* Work request
After reading the data below, copy out every line that contains the word "KodeyThomas".

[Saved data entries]
▶

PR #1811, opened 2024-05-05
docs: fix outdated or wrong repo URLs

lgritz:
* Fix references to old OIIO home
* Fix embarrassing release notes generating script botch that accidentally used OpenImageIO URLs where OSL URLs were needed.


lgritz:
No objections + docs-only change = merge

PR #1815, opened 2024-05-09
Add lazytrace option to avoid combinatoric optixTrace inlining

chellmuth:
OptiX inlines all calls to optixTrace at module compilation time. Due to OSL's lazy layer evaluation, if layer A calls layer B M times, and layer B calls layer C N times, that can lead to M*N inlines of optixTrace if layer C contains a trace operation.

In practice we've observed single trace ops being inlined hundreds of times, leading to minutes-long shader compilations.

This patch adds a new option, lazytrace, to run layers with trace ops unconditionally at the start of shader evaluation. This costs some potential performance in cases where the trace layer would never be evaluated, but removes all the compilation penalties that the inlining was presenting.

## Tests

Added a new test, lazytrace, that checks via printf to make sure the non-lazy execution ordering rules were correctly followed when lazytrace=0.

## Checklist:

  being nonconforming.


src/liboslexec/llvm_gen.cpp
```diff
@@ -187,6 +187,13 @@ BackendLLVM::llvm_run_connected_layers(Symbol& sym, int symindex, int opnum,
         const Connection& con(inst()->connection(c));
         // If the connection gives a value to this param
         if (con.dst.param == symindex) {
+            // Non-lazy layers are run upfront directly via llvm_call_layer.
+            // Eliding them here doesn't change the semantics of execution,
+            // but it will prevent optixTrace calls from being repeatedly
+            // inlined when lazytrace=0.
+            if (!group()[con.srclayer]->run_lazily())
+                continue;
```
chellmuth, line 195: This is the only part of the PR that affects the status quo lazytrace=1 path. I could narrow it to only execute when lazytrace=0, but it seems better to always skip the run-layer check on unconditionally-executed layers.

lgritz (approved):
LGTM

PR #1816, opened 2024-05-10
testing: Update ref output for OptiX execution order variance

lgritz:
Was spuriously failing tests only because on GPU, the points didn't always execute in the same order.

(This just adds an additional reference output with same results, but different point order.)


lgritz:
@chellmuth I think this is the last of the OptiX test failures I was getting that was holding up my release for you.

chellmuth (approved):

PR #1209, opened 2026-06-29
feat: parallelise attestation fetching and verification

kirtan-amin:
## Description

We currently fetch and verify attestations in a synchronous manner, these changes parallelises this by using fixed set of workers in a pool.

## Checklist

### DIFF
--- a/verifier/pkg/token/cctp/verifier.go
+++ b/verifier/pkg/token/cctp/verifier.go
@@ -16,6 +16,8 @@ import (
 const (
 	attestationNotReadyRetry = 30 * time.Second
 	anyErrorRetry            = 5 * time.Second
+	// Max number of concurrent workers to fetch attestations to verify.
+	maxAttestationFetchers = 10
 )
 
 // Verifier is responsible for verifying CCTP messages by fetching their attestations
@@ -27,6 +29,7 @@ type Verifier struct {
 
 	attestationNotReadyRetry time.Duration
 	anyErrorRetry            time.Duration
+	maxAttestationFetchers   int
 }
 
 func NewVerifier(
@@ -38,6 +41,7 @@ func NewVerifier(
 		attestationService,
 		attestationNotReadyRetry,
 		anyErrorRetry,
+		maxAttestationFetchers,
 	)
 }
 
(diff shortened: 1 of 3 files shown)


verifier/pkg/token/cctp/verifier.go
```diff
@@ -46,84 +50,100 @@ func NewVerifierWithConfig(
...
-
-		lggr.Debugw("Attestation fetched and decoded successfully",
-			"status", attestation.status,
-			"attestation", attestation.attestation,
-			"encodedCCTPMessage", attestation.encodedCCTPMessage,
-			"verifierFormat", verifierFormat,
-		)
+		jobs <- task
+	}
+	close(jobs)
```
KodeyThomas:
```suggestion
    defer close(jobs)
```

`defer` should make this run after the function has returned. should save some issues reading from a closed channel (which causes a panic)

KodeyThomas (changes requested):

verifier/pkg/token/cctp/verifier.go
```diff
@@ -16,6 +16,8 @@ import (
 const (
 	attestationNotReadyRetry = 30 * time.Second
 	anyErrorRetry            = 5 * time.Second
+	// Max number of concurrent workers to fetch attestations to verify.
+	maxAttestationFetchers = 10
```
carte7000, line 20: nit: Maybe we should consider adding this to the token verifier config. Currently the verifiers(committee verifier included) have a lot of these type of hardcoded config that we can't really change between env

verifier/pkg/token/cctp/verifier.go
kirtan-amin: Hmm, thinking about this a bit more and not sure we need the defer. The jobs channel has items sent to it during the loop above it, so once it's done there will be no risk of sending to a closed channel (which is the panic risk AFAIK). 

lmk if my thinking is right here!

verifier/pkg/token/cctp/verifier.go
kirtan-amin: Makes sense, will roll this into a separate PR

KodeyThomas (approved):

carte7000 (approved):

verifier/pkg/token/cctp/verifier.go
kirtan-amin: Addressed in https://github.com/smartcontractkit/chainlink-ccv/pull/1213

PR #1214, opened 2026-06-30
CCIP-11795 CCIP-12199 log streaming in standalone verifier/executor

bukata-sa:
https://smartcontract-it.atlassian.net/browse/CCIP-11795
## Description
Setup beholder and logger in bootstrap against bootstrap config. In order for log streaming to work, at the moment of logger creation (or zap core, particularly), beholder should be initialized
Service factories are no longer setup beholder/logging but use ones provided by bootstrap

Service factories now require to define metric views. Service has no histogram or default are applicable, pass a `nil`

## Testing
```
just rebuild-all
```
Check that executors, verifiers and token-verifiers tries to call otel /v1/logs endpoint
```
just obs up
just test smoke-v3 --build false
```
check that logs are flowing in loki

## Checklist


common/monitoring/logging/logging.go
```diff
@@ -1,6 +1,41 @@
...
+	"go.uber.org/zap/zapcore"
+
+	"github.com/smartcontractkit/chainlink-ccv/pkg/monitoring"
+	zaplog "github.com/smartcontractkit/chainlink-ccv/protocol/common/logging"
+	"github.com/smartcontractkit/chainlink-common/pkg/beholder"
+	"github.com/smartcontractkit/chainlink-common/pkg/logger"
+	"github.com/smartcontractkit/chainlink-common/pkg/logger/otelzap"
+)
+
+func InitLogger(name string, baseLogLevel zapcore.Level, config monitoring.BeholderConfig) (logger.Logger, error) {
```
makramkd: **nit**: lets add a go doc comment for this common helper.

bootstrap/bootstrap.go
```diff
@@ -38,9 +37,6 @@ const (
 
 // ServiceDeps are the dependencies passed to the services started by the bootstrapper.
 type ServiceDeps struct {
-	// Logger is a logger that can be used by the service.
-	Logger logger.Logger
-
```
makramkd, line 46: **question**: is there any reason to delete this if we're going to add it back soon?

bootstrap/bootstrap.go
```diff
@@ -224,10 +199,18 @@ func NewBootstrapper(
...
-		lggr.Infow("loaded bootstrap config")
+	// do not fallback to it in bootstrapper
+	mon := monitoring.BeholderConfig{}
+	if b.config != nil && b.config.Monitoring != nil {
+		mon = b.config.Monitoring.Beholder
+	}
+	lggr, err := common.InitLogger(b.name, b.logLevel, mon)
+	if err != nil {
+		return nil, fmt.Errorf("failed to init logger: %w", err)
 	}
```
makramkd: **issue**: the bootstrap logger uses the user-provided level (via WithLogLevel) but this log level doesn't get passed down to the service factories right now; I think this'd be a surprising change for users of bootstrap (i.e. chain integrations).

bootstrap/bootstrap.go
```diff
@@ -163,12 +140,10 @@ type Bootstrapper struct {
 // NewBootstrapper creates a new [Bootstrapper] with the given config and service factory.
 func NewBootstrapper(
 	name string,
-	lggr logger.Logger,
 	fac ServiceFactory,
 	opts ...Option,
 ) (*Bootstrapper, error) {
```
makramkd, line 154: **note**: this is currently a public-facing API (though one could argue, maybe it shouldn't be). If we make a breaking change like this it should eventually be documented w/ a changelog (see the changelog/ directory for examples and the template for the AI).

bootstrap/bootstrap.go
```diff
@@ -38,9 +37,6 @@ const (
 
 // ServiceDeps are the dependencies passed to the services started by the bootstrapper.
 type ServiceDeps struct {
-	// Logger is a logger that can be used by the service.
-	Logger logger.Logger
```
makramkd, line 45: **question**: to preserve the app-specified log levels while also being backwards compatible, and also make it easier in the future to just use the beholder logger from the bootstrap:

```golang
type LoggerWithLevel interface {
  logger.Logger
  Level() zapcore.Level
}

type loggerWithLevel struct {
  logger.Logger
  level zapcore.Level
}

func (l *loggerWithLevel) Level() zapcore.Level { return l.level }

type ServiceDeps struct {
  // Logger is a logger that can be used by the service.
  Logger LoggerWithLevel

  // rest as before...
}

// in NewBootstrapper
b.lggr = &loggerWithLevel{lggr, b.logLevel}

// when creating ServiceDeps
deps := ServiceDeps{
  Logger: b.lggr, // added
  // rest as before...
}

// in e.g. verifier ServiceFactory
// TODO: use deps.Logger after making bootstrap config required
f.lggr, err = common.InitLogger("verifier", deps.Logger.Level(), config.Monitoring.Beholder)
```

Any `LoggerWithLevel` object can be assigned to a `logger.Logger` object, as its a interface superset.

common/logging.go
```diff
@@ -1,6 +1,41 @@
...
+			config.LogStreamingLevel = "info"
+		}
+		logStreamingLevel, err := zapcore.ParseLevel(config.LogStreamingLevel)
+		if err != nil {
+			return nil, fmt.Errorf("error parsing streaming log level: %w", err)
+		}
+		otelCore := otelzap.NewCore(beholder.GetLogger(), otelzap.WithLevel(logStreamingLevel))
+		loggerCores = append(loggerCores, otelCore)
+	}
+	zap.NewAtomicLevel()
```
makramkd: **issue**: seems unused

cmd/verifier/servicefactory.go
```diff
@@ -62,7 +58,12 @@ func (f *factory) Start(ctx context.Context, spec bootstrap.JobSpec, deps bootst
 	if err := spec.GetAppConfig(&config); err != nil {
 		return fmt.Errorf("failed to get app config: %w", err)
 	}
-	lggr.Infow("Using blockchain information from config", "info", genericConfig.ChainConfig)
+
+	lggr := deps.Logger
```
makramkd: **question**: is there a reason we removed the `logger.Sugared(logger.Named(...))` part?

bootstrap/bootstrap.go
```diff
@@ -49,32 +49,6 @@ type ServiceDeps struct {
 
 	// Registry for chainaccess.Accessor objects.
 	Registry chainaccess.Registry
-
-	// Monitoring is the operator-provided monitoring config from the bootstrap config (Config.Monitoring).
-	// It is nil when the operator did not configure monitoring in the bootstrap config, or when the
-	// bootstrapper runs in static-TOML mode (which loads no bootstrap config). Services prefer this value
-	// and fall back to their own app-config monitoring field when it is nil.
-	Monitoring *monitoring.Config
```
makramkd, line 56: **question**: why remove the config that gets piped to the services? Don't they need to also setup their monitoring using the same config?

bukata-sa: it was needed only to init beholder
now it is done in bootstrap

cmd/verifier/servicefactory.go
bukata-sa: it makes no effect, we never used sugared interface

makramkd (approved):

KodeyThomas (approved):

◀

* Result for this exercise
KodeyThomas:
KodeyThomas (changes requested):
KodeyThomas (approved):
KodeyThomas (approved):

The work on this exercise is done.